I could postprocess either query result in Java, i.e. filter out false-positive matches for the first case or filter out duplicate results for the second case, but I'm nervous how this would affect paging performance: I'd need to scan more nodes than necessary to weed out bad nodes, and I'd need to scan the lot to compute the correct result size for paging. This ought to be cheaper for the second SQL2 case because if my search is ordered I can spot duplicates based on the node path alone and all duplicates will be consecutive, so I can find a given page's worth of data with cheap scanning only hopefully without reading the whole node for each result, but I don't know the cost of scanning all results for the paging count too even for the simple path-only case.
Yet another option we've considered is denormalising the tags into a single node. In this case, to keep the search accurate, that would have to mean creating a new combined_tags attribute in each child node and perform all searches against the set of child nodes only. However this still suffers from the distinct problem should we match two child nodes beneath the same asset.

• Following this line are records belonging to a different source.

PR #1322, opened 2023-08-24
Adapt QuickStarts for remote Docker agent on a same network

michalvavrik:
I need to run Quarkus Quickstarts on a remote Docker agent (in order to test Quarkus on Windows). That means everywhere that is hardcoded `localhost` doesn't work for me. This PR enables overriding host. This is important especially on Windows when using Docker Desktop alternatives as some of them use different Docker host. Fixed ports are no issue for me (I use NAT) and it would take much harder work to make it work for remote Docker agents that can be exposed on random computer port (f.e. with TestContainers Cloud).

Changes should be self-explanatory except for `mqtt-quickstart`. I can't set `mp.messaging.outgoing.topic-price.host` and `mp.messaging.incoming.prices.host` directly for it breaks `pulsar-quickstart-producer`. Allowing override host that is already done elsewhere (f.e. `hibernate-orm-multi-tenancy-quickstart` with `DB_HOST_TENANT_BASE` and `DB_HOST_TENANT_MYCOMPANY`) makes sense to me.

**Check list**:

Your pull request:

- [x] has integration/native tests (`mvn clean verify -Pnative`)
- [x] makes sure the associated guide must not be updated

### DIFF
--- a/mqtt-quickstart/src/main/resources/application.properties
+++ b/mqtt-quickstart/src/main/resources/application.properties
@@ -3,13 +3,13 @@
 # Configure the MQTT sink (we write to it)
 mp.messaging.outgoing.topic-price.connector=smallrye-mqtt
 mp.messaging.outgoing.topic-price.topic=prices
-mp.messaging.outgoing.topic-price.host=localhost
+mp.messaging.outgoing.topic-price.host=${MQTT_HOST:localhost}
 mp.messaging.outgoing.topic-price.port=1883
 mp.messaging.outgoing.topic-price.auto-generated-client-id=true
 
 # Configure the MQTT source (we read from it)
 mp.messaging.incoming.prices.connector=smallrye-mqtt
 mp.messaging.incoming.prices.topic=prices
-mp.messaging.incoming.prices.host=localhost
+mp.messaging.incoming.prices.host=${MQTT_HOST:localhost}
 mp.messaging.incoming.prices.port=1883
 mp.messaging.incoming.prices.auto-generated-client-id=true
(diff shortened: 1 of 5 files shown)


rsvoboda (approved):
Thank you for the contribution!

rsvoboda:
@gsmet we need this in 3.2.5.Final tag. There is no 3.2 branch yet.

Can you cherry-pick this commit before you do 3.2.5.Final tag?

gsmet:
Well, just to be clear: this is at the very limit of what I’m ready to accept in the QuickStarts: they are supposed to be kept simple and in line with the documentation.  

So please don’t complexity them. If you need to do it, you are probably using them for something they weren’t designed for.

michalvavrik:
> Well, just to be clear: this is at the very limit of what I’m ready to accept in the QuickStarts: they are supposed to be kept simple and in line with the documentation.
> 
> So please don’t complexity them. If you need to do it, you are probably using them for something they weren’t designed for.

I understand the complexity part and agree @gsmet , but I think you are factually wrong for this changes are proportional to what is in the quickstarts present. Please let's revise facts:

- simplify `security-jdbc-quickstart` and I dare say this is a proper way to start PG container
- changes in `rabbitmq-quickstart` are doing injection property instead of hardcoding stuff. Using `@ConfigProperty` is spread over all quickstarts and for example `amqp-quickstart` has literally absolutely identical lines except it use `amqp-host` and `amqp-port` instead of `rabbitmq-host`. TBH that's where I got it from
- changes in `mqtt-quickstart` are doing the same thing as is done in `hibernate-orm-multi-tenancy-quickstart`, which is stated in the PR description

So not only this PR brings improvement, but also as I made clear - not everyone is using Linux or Docker Desktop (it's paid!) and that's when it becomes important to be able to not hardcode localhost.

gsmet:
@michalvavrik I might have been unclear but when I said the `very limit`, I was saying that this commit looks OK but I wanted to draw a line for potential future changes that would be more complex than that.

I'm currently preparing the 3.2 branch and I included this commit.

gsmet:
And I just pushed the 3.2 branch!

michalvavrik:
@gsmet I'll keep it in mind. Thanks for pushing it to 3.2. It's part of Windows support testing.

Thanks for any suggestions. This is a large instance already and will need to scale further. I've seen other questions which say ModeShape is a JCR implementation that does have SELECT DISTINCT
but I think switching to ModeShape just for that would have to be the last resort, if indeed it's possible to host CQ on ModeShape.
One idea we've come up with now is to compute each union of the asset tags and child tags and combine the tags into a single string then write each value as a multivalued property of the asset, i.e. asset + child1 = "A B C E" and asset + child2 = "A B D E", so we get
- asset: tags = A, B; tagUnions = "A B C E", "A B D E"
As long as we define a fixed order for combining tags into a string (e.g. alphabetical) we can the search for any combination using tagUnions LIKE '%B%C%'
(except I'd use proper delimiters between tags in the real case). Whilst this will work as far as we can see I don't really like it: there's potentially large numbers of tags per asset+child, all with longer names than single letters meaning we'll end up with long strings executing LIKE
queries on all of them which likely can't be indexed efficiently.
Another take on this is to make a bitmask: define A=1, B=2 etc. and so store a multivalued integer array here then carry out a bitwise comparison. However that's likely limited to 64 different tags and since we have 1,000+ I don't think we can do this - even if JCR supports bitwise operations, which I'd expect it won't.
So I'm still on the lookout for a clean database-like solution for this. You've missed the bounty I put up but there's still ticks, votes and gratitude for any help.